Advanced Algorithms for Mathematical Programs
The solve statement in AIMMS offers a convenient way to execute all necessary steps to generate and solve a single instance of a mathematical program in one simple statement. For most applications, this level of control over the individual steps required to execute the generation and solution process is sufficient. However, for advanced applications, you may need a finer-grained level of control, e.g. to
work with multiple, differing, instances of a single symbolic mathematical program,
manipulate the individual rows and columns and the coefficient matrix of a mathematical program instance, for example to efficiently implement a column generation scheme,
use optimization callbacks that allow you to monitor and guide the behavior of the solver,*
work with a repository of solutions associated with a mathematical program instance, for instance as a means to store multiple starting solutions or, within a solver callback, to setup and update a collection of incumbents of a mixed integer model, or
start multiple solver sessions for a mathematical program instance, either locally or remotely.

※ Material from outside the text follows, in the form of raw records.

PR #275, opened 2020-07-21
[a11y] Fix dropdown accessibility information

ipc103:
The changes introduced in v9.3.0 did not correctly take advantage of `aria-activedescendant`. This property references the id of another element, but I was passing the option value. This PR adds an id to the child elements to make this work properly. 

In addition, I replaced the `listbox` role with a `menu` and `menuitemradio` combination. This seemed to make more sense, since the Dropdown only allows for one element to be selected. Testing with Voiceover and Safari, this gave more consistent behavior for reading off the list items. 

Finally, I updated the focus style of the menu to match the focus state for the rest of the form elements.

### DIFF
--- a/src/shared-components/dropdown/desktopDropdown.tsx
+++ b/src/shared-components/dropdown/desktopDropdown.tsx
@@ -11,7 +11,6 @@ import {
   IconContainer,
   DropdownOptionsContainer,
   DropdownOption,
-  applyFocusState,
 } from './style';
 
 import { OptionType } from './index';
@@ -73,7 +72,6 @@ const DesktopDropdown = ({
           aria-haspopup="menu"
           role="button"
           ref={initialFocus}
-          css={applyFocusState}
         >
           <div css={dropdownInputStyle({ textAlign })}>
             {currentOption && currentOption.label}
--- a/src/shared-components/dropdown/desktopDropdown.tsx
+++ b/src/shared-components/dropdown/desktopDropdown.tsx
@@ -11,6 +11,7 @@ import {
   IconContainer,
   DropdownOptionsContainer,
   DropdownOption,
+  applyFocusState,
 } from './style';
 
 import { OptionType } from './index';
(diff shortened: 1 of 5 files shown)


src/shared-components/dropdown/desktopDropdown.tsx
```diff
@@ -84,10 +86,10 @@ const DesktopDropdown = ({
         <DropdownOptionsContainer
           isOpen={isOpen}
           optionsContainerMaxHeight={optionsContainerMaxHeight}
-          role="listbox"
+          role="menu"
           aria-activedescendant={value}
-          tabIndex={isOpen ? 0 : -1}
```
ipc103, line 89: Removed the `tabindex` from the `ul` - this felt like a weird intermediate step to focus on the entire menu list instead of simply proceeding to the element in the list.

src/shared-components/dropdown/desktopDropdown.tsx
```diff
@@ -84,10 +86,10 @@ const DesktopDropdown = ({
...
           aria-labelledby="select-input-box"
+          aria-hidden={!isOpen}
```
ipc103, line 92: A `listbox` or `menu` must have focusable content to be valid, so we hide this from the accessibility tree when the menu is not open.

src/shared-components/dropdown/test.tsx
```diff
@@ -104,7 +105,10 @@ describe('<DesktopDropdown />', () => {
         />,
       );
 
-      wrapper.find('#select-input-box').simulate('click');
+      wrapper
+        .find('#select-input-box')
```
ipc103, line 109: After adding the `css` prop to the selector `div`, this query selector began returning multiple nodes. Selecting the first one produced the correct behavior, though I'm not exactly sure why...

michaeljaltamirano: If you add some snapshots (for the before and after) it might be easy to see the change in the diff.

michaeljaltamirano: Additionally, since that looks like an ID, we might definitely want to check that because there should only be one node, right?

ipc103: Good call on the snapshot test - will add that in now. Yeah, I'm kind of confused as to what is happening. It seems like adding the `css` prop (regardless of the content) was causing this to return a second node...

ipc103:
Yeah, looking at this again, I think the most consistent thing might be to remove the changed focus state. The default focus state currently gets applied when you click on the dropdown, so it's not doing anything visually different from what we already do. That also takes care of the test issue (thought I'm still curious as to what that's about). 

Unless you have other thoughts, I'll go ahead and remove the `applyFocusState` style.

For this AIMMS offers the Generated Mathematical Program (GMP) library, a set of procedures that allows you to gain fine-grained control over the generation, manipulation and solution of a mathematical program instance, and allows you to manage a collection of solutions and solver sessions associated with such mathematical program instances.
With every mathematical program declared as part of your model, the GMP library allows you to associate
one or more Generated Math Program instances (GMPs), and with each GMP
a conceptual matrix of coefficients that can be manipulated,
a repository of initial, intermediate or final solutions, and
a pool of local or remote solver sessions.
For a full description of the advanced algorithm functionalities in AIMMS see Implementing Advanced Algorithms for Mathematical Programs.
Customizable Open Algorithms
AIMMS Outer Approximation
Outer approximation is a well-known basic approach to solve Mixed Integer Nonlinear Programming models. The underlying algorithm is an interplay between two solvers, namely one for solving mixed integer linear models and one for solving nonlinear models. Our open implementation of the Outer Approximation Algorithm allows users to fine-tune it to their specific model.
An algorithm to solve stochastic models using a stochastic Benders approach and a module to visualize stochastic scenario trees is included with AIMMS. The Benders decomposition algorithm can be faster for stochastic models than solving the deterministic equivalent with a linear programming solver. Our open implementation allows modelers to fine-tune it to their specific stochastic model and to use advanced features of the GMP library to solve multiple sub-problems in parallel, which may drastically reduce the total solution time.
Parallel solver sessions
The AIMMS GMP library also supports the activation of parallel solver sessions, allowing an application to solve multiple mathematical programs in parallel on one computer. For advanced optimization applications in which multiple independent mathematical programs can be solved simultaneously, this may dramatically increase the application performance on multi-processor computer or multi-core processors.
Multi-Start Solve for Nonlinear Programming
A multi-start algorithm for nonlinear programming problems is also available in AIMMS. This algorithm randomly generates starting points, groups these into clusters, calls a nonlinear programming solver for each cluster and reports back the best feasible solution as its final solution. The algorithm can also report all feasible solutions found. The AIMMS multi-start algorithm is a user-customizable procedure within the GMP library, allowing modelers to adapt the algorithm to their own needs.
The multi-start algorithm may increase the chance of finding a good final solution. Multi-start increases the total solving time, but this may be limited by using the advanced features of the GMP library such as parallel/distributed solver sessions to solve problems with different starting points in parallel.
Advanced Algorithms Functional Examples
Distributed Solver Sessions
This example illustrates AIMMS’ capabilities for solving two or more optimization programs in parallel by using distributed solver sessions. To show the benefits of this approach, this example should be run on a multi-processor machine. The underlying model is based on the Cutting Stock example.
Distributed Solver Sessions Example
This example illustrates the nested solve that can be done in AIMMS using a GMP callback. The problem discussed in this example is a single commodity uncapacitated fixed charge network flow problem (UFC). In this solution approach we will provide CPLEX with cuts to come to a solution faster. Cuts are constraints that cut away part of the feasible region of the LP-relaxation. AIMMS uses a callback procedure that solves another MIP problem to provide these cuts to CPLEX.